__AIM OF THE TASK__. Please return every line in the entries below with the word "setTimezone" in it.

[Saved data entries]
· · · ·

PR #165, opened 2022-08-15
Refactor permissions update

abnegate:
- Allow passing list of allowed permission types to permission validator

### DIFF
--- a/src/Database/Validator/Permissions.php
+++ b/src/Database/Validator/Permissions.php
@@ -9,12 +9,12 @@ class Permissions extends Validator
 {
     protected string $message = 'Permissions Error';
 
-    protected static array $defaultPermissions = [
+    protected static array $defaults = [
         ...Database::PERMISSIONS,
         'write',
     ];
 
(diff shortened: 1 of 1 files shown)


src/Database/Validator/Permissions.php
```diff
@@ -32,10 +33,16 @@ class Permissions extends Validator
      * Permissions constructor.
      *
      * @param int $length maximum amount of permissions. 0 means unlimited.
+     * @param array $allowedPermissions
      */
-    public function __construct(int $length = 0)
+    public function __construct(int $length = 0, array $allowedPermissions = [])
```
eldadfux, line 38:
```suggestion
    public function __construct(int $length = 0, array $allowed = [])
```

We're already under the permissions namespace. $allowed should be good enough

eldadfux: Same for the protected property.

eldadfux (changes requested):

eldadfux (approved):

· · · ·

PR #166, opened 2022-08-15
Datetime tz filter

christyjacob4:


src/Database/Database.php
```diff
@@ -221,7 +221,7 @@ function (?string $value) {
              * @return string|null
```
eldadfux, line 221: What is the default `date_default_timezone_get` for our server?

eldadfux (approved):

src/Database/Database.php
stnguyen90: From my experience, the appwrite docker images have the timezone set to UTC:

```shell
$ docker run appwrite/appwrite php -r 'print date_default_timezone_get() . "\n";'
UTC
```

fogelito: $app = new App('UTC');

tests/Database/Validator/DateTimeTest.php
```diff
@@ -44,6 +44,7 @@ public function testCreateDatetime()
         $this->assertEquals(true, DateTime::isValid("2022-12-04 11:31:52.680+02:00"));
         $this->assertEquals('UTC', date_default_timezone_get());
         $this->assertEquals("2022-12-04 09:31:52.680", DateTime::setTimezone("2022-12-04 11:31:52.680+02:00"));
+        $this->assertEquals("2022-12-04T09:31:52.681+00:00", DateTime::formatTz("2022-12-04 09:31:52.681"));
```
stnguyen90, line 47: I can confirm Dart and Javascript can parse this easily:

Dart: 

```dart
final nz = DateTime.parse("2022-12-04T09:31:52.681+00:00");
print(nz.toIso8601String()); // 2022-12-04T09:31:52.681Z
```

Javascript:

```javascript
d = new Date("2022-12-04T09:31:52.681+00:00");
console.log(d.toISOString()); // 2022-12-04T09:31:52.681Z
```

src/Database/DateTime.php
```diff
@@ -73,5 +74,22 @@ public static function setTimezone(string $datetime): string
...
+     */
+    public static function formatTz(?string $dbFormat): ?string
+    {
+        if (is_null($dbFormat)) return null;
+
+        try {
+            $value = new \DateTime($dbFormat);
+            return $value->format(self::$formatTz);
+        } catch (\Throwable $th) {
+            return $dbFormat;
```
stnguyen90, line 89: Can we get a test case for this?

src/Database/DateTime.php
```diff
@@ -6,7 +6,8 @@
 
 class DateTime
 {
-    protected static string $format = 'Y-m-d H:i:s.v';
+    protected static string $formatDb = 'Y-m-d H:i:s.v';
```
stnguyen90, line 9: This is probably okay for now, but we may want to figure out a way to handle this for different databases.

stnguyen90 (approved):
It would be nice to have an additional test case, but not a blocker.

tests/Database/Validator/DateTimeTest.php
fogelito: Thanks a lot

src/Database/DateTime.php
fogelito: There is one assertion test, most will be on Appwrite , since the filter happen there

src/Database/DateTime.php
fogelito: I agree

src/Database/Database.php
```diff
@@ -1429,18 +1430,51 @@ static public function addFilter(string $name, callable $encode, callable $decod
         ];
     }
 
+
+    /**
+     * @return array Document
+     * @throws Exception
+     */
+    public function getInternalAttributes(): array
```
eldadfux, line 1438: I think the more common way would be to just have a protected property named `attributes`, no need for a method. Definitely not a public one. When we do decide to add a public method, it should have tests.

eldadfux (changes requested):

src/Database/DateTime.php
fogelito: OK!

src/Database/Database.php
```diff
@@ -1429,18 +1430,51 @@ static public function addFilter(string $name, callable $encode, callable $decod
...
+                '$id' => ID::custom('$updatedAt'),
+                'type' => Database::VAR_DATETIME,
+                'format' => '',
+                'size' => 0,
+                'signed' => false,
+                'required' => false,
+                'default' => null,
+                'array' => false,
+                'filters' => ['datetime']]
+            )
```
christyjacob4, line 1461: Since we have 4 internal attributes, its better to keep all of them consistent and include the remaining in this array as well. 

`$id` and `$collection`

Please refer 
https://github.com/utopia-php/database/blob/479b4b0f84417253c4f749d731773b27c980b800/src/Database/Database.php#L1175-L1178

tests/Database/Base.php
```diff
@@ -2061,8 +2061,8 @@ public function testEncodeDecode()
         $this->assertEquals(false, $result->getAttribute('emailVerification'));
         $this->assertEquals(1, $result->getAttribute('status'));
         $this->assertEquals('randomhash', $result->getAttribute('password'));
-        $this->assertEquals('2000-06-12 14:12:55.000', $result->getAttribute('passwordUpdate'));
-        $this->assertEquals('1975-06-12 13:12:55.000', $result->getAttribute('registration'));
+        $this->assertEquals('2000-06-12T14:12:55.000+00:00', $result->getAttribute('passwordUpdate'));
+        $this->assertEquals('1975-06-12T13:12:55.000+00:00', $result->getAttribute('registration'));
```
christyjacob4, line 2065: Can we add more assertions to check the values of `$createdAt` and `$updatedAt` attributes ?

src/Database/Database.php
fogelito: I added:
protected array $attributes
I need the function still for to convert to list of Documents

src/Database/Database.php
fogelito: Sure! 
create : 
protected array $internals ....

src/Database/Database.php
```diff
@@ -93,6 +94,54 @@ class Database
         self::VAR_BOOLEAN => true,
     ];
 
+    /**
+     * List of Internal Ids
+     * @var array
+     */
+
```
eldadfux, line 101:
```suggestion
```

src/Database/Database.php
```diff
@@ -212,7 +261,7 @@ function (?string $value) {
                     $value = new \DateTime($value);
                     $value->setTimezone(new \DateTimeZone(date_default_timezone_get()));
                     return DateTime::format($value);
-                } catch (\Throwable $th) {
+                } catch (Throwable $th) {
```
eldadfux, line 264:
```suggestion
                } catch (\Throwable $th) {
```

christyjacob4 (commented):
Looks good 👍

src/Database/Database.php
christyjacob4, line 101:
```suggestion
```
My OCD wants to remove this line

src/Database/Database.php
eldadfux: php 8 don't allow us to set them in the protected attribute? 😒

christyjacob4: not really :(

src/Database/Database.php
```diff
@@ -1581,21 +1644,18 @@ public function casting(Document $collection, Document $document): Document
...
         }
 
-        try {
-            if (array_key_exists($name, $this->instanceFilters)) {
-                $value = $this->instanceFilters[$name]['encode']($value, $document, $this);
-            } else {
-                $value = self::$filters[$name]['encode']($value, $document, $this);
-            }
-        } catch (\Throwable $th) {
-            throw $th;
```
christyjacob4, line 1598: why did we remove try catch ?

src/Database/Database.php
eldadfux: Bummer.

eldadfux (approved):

· · · ·

__ANSWER SECTION__.
         $this->assertEquals("2022-12-04 09:31:52.680", DateTime::setTimezone("2022-12-04 11:31:52.680+02:00"));
@@ -73,5 +74,22 @@ public static function setTimezone(string $datetime): string
                     $value->setTimezone(new \DateTimeZone(date_default_timezone_get()));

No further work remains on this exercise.